**Your instructions**
Whatever the listing holds, output it without alteration.

**The data**
* * * * *

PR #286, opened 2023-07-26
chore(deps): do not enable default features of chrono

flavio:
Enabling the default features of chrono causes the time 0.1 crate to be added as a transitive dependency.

* * * * *

**Solution below**
PR #286, opened 2023-07-26
chore(deps): do not enable default features of chrono

flavio:
Enabling the default features of chrono causes the time 0.1 crate to be added as a transitive dependency.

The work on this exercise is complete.